The records below are to be retyped in full. Keep every word.
= = = = = = =
PR #9, opened 2020-07-06
Add a shimming scenario script under /examples

### LINKED ISSUE #8: Add the different shimming scenarios as scripts under /examples
## Context 
The `shimming-toolbox` is designed to be used in different shimming scenarios (Slice-wise or Volume-wise, realtime or dynamic, with or without respiratory probe, with or without RF shimming...) .

## Goal
We want to provide scripts corresponding to the different scenarios with the call to the right functions/methods in order to make our workflow easier to understand and adapt to other specific applications.

## How to do this
We plan to start by adding non-functional scripts that contain the different steps of each scenario and then implement the corresponding functions bits-by-bits to progressively build a functional toolbox.

gaspardcereza:
## Context
The 'shimming-toolbox' is designed to be used in different shimming scenarios (Slice-wise or Volume-wise, realtime or dynamic, with or without respiratory probe, with or without RF shimming...). 

These scenarios must describe all the different steps and functions required in each specific case. That will provide us a general overview of the project, help us organize our work and make the workflow easier to understand and to adapt. 

## Goal
Here we want to provide a [fully commented script](https://github.com/shimming-toolbox/shimming-toolbox-py/blob/gc/scenarios/examples/volume_RT_shim_respiratory.py) containing all the  different steps of a scenario. That file will allow us to keep track of the different functions we need to create/update to complete that scenario. 

Once these different functions will be implemented, we will be able to just uncomment them in the file (thus turning it into a functional script). This will be covered in subsequent pull requests.

Fixes #8

### DIFF
--- a/examples/volume_RT_shim_respiratory.py
+++ b/examples/volume_RT_shim_respiratory.py
@@ -1,18 +1,4 @@
-# Context: this is blablabla
-# Things to consider:
-# - with this large refactoring, we should try to accommodate Jason's current code
-# - log file should be created for each action.
-#   - should we use Matlab's diary()?
-#   - if so, is there a way to configure an output log file at the beginning of a process, and then pass the log handler across functions?
-# - when useful, plottings, etc. will appear.
-# - conventions:
-#   - variable: mixedCamelCase
-#     - images: start with "img", example: imgFieldmapMag
-#   - functions: snake_convention
-#     - use "action", then "what"
-# - use nifti-based software
-#   - ANTs: great for registration, interpolation (fast!)
-#
+# Context: That scripts covers a volume-wise realtime shimming with respiratory probe scenario 
 #
 # Sort unorganized images from DICOM socket transfer
 # dcm2bids is used to create folder structure and nifti conversion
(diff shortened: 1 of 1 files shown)


jcohenadad:
I would suggest to start with Eva’s script, as this is less cumbersome (don’t have to deal with setup of external custom probe and no need to deal with real-time)

po09i:
That makes sense. We can add it as another example. The steps up to B0 mapping should be the same for most example scripts so that should be the starting point.

examples/volume_RT_shim_respiratory.py
```diff
@@ -1,18 +1,4 @@
...
-# - when useful, plottings, etc. will appear.
-# - conventions:
-#   - variable: mixedCamelCase
-#     - images: start with "img", example: imgFieldmapMag
-#   - functions: snake_convention
-#     - use "action", then "what"
-# - use nifti-based software
-#   - ANTs: great for registration, interpolation (fast!)
-#
+# Context: That scripts covers a volume-wise realtime shimming with respiratory probe scenario
```
jcohenadad, line 1: good!

examples/volume_RT_shim_respiratory.py
```diff
@@ -27,32 +13,32 @@
 # > phase = load_niftis( niftiPath ) 5D array (x, y, z, nEcho, nAcq)
```
jcohenadad, line 13: > `Using niftiPath will prompt the user to select the appropriate acquisition. `

this is inconsistent with the variable niftiPath introduced above

jcohenadad, line 13: i would comment the "5D array (x, y, z, nEcho, nAcq)", not putting it at the same line as the command

examples/volume_RT_shim_respiratory.py
```diff
@@ -27,32 +13,32 @@
...
 #
 # Convert to complex
-# complexArray = mag.*exp( 1i.*phase ); 5D array (x, y, z, nEcho, nAcq)
+# > complexArray = mag.*exp( 1i.*phase ); 5D array (x, y, z, nEcho, nAcq)
```
jcohenadad, line 16: what's "1i"?

examples/volume_RT_shim_respiratory.py
```diff
@@ -0,0 +1,56 @@
...
+#
+# Sort unorganized images from DICOM socket transfer
+# dcm2bids is used to create folder structure and nifti conversion
+# unsortedDicomDir: path to the folder containing the dicoms
+# niftiPath: path where we want dcm2bids to store the nifti files
+# 
+# > dicom_to_nifti( unsortedDicomDir, niftiPath )
+#
+# Load images from the path
+# Using niftiPath will prompt the user to select the appropriate acquisition. Alternatively, if the path to the acquisition is known, the path can be changed and the function won't prompt the user
```
jcohenadad, line 11: > `Using niftiPath will prompt the user to select the appropriate acquisition. `

this is inconsistent with the variable niftiPath introduced above

examples/volume_RT_shim_respiratory.py
```diff
@@ -0,0 +1,56 @@
...
+# > mag = load_niftis( niftiPath ) 5D array (x, y, z, nEcho, nAcq)
+# > phase = load_niftis( niftiPath ) 5D array (x, y, z, nEcho, nAcq)
+#
+# Convert to complex
+# > complexArray = mag.*exp( 1i.*phase ); 5D array (x, y, z, nEcho, nAcq)
+#
+# Compute B0 fieldmap
+# b0FieldMaps could be 2d, 3d or 4d. 4th dimension is the time in [s] (i.e. one B0 per timestamp).
```
jcohenadad, line 19: update to camel_case

examples/volume_RT_shim_respiratory.py
gaspardcereza: When creating complex on Matlab, it is better to use '1i' rather than 'i' to avoid confusion with eventual variables called 'i'. I don't know how we will do this in python though.

examples/volume_RT_shim_respiratory.py
gaspardcereza: You mean snake_case right ?

jcohenadad: yes sorry

examples/volume_RT_shim_respiratory.py
gaspardcereza: I don't think it is because we defined niftiPath as the path were the files are stored (so it corresponds to the folder). When we use that folder as input, the user must precise which acquisition corresponds to the magnitudes or the phases. But if the direct path to the acquisition is given, the user's intervention won't be needed. @po09i can you confirm ?

jcohenadad: clarification is needed here: what is meant by "path", what is meant by "acquisition"?
example of folder structure should easily clarify

po09i: Yes this is how it works @gaspardcereza, maybe add some clarification as Julien suggested to make things clearer

examples/volume_RT_shim_respiratory.py
gab-berest: In python is is j that is import from the cmath package. Also, in Python element wise operation doesn't exist. You'll have to use a separate function, a list comprehension or (easier) numpy.

jcohenadad (approved):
= = = = = = =
■ **Written response**
PR #9, opened 2020-07-06
Add a shimming scenario script under /examples

### LINKED ISSUE #8: Add the different shimming scenarios as scripts under /examples
## Context 
The `shimming-toolbox` is designed to be used in different shimming scenarios (Slice-wise or Volume-wise, realtime or dynamic, with or without respiratory probe, with or without RF shimming...) .

## Goal
We want to provide scripts corresponding to the different scenarios with the call to the right functions/methods in order to make our workflow easier to understand and adapt to other specific applications.

## How to do this
We plan to start by adding non-functional scripts that contain the different steps of each scenario and then implement the corresponding functions bits-by-bits to progressively build a functional toolbox.

gaspardcereza:
## Context
The 'shimming-toolbox' is designed to be used in different shimming scenarios (Slice-wise or Volume-wise, realtime or dynamic, with or without respiratory probe, with or without RF shimming...). 

These scenarios must describe all the different steps and functions required in each specific case. That will provide us a general overview of the project, help us organize our work and make the workflow easier to understand and to adapt. 

## Goal
Here we want to provide a [fully commented script](https://github.com/shimming-toolbox/shimming-toolbox-py/blob/gc/scenarios/examples/volume_RT_shim_respiratory.py) containing all the  different steps of a scenario. That file will allow us to keep track of the different functions we need to create/update to complete that scenario. 

Once these different functions will be implemented, we will be able to just uncomment them in the file (thus turning it into a functional script). This will be covered in subsequent pull requests.

Fixes #8

### DIFF
--- a/examples/volume_RT_shim_respiratory.py
+++ b/examples/volume_RT_shim_respiratory.py
@@ -1,18 +1,4 @@
-# Context: this is blablabla
-# Things to consider:
-# - with this large refactoring, we should try to accommodate Jason's current code
-# - log file should be created for each action.
-#   - should we use Matlab's diary()?
-#   - if so, is there a way to configure an output log file at the beginning of a process, and then pass the log handler across functions?
-# - when useful, plottings, etc. will appear.
-# - conventions:
-#   - variable: mixedCamelCase
-#     - images: start with "img", example: imgFieldmapMag
-#   - functions: snake_convention
-#     - use "action", then "what"
-# - use nifti-based software
-#   - ANTs: great for registration, interpolation (fast!)
-#
+# Context: That scripts covers a volume-wise realtime shimming with respiratory probe scenario 
 #
 # Sort unorganized images from DICOM socket transfer
 # dcm2bids is used to create folder structure and nifti conversion
(diff shortened: 1 of 1 files shown)


jcohenadad:
I would suggest to start with Eva’s script, as this is less cumbersome (don’t have to deal with setup of external custom probe and no need to deal with real-time)

po09i:
That makes sense. We can add it as another example. The steps up to B0 mapping should be the same for most example scripts so that should be the starting point.

examples/volume_RT_shim_respiratory.py
```diff
@@ -1,18 +1,4 @@
...
-# - when useful, plottings, etc. will appear.
-# - conventions:
-#   - variable: mixedCamelCase
-#     - images: start with "img", example: imgFieldmapMag
-#   - functions: snake_convention
-#     - use "action", then "what"
-# - use nifti-based software
-#   - ANTs: great for registration, interpolation (fast!)
-#
+# Context: That scripts covers a volume-wise realtime shimming with respiratory probe scenario
```
jcohenadad, line 1: good!

examples/volume_RT_shim_respiratory.py
```diff
@@ -27,32 +13,32 @@
 # > phase = load_niftis( niftiPath ) 5D array (x, y, z, nEcho, nAcq)
```
jcohenadad, line 13: > `Using niftiPath will prompt the user to select the appropriate acquisition. `

this is inconsistent with the variable niftiPath introduced above

jcohenadad, line 13: i would comment the "5D array (x, y, z, nEcho, nAcq)", not putting it at the same line as the command

examples/volume_RT_shim_respiratory.py
```diff
@@ -27,32 +13,32 @@
...
 #
 # Convert to complex
-# complexArray = mag.*exp( 1i.*phase ); 5D array (x, y, z, nEcho, nAcq)
+# > complexArray = mag.*exp( 1i.*phase ); 5D array (x, y, z, nEcho, nAcq)
```
jcohenadad, line 16: what's "1i"?

examples/volume_RT_shim_respiratory.py
```diff
@@ -0,0 +1,56 @@
...
+#
+# Sort unorganized images from DICOM socket transfer
+# dcm2bids is used to create folder structure and nifti conversion
+# unsortedDicomDir: path to the folder containing the dicoms
+# niftiPath: path where we want dcm2bids to store the nifti files
+# 
+# > dicom_to_nifti( unsortedDicomDir, niftiPath )
+#
+# Load images from the path
+# Using niftiPath will prompt the user to select the appropriate acquisition. Alternatively, if the path to the acquisition is known, the path can be changed and the function won't prompt the user
```
jcohenadad, line 11: > `Using niftiPath will prompt the user to select the appropriate acquisition. `

this is inconsistent with the variable niftiPath introduced above

examples/volume_RT_shim_respiratory.py
```diff
@@ -0,0 +1,56 @@
...
+# > mag = load_niftis( niftiPath ) 5D array (x, y, z, nEcho, nAcq)
+# > phase = load_niftis( niftiPath ) 5D array (x, y, z, nEcho, nAcq)
+#
+# Convert to complex
+# > complexArray = mag.*exp( 1i.*phase ); 5D array (x, y, z, nEcho, nAcq)
+#
+# Compute B0 fieldmap
+# b0FieldMaps could be 2d, 3d or 4d. 4th dimension is the time in [s] (i.e. one B0 per timestamp).
```
jcohenadad, line 19: update to camel_case

examples/volume_RT_shim_respiratory.py
gaspardcereza: When creating complex on Matlab, it is better to use '1i' rather than 'i' to avoid confusion with eventual variables called 'i'. I don't know how we will do this in python though.

examples/volume_RT_shim_respiratory.py
gaspardcereza: You mean snake_case right ?

jcohenadad: yes sorry

examples/volume_RT_shim_respiratory.py
gaspardcereza: I don't think it is because we defined niftiPath as the path were the files are stored (so it corresponds to the folder). When we use that folder as input, the user must precise which acquisition corresponds to the magnitudes or the phases. But if the direct path to the acquisition is given, the user's intervention won't be needed. @po09i can you confirm ?

jcohenadad: clarification is needed here: what is meant by "path", what is meant by "acquisition"?
example of folder structure should easily clarify

po09i: Yes this is how it works @gaspardcereza, maybe add some clarification as Julien suggested to make things clearer

examples/volume_RT_shim_respiratory.py
gab-berest: In python is is j that is import from the cmath package. Also, in Python element wise operation doesn't exist. You'll have to use a separate function, a list comprehension or (easier) numpy.

jcohenadad (approved):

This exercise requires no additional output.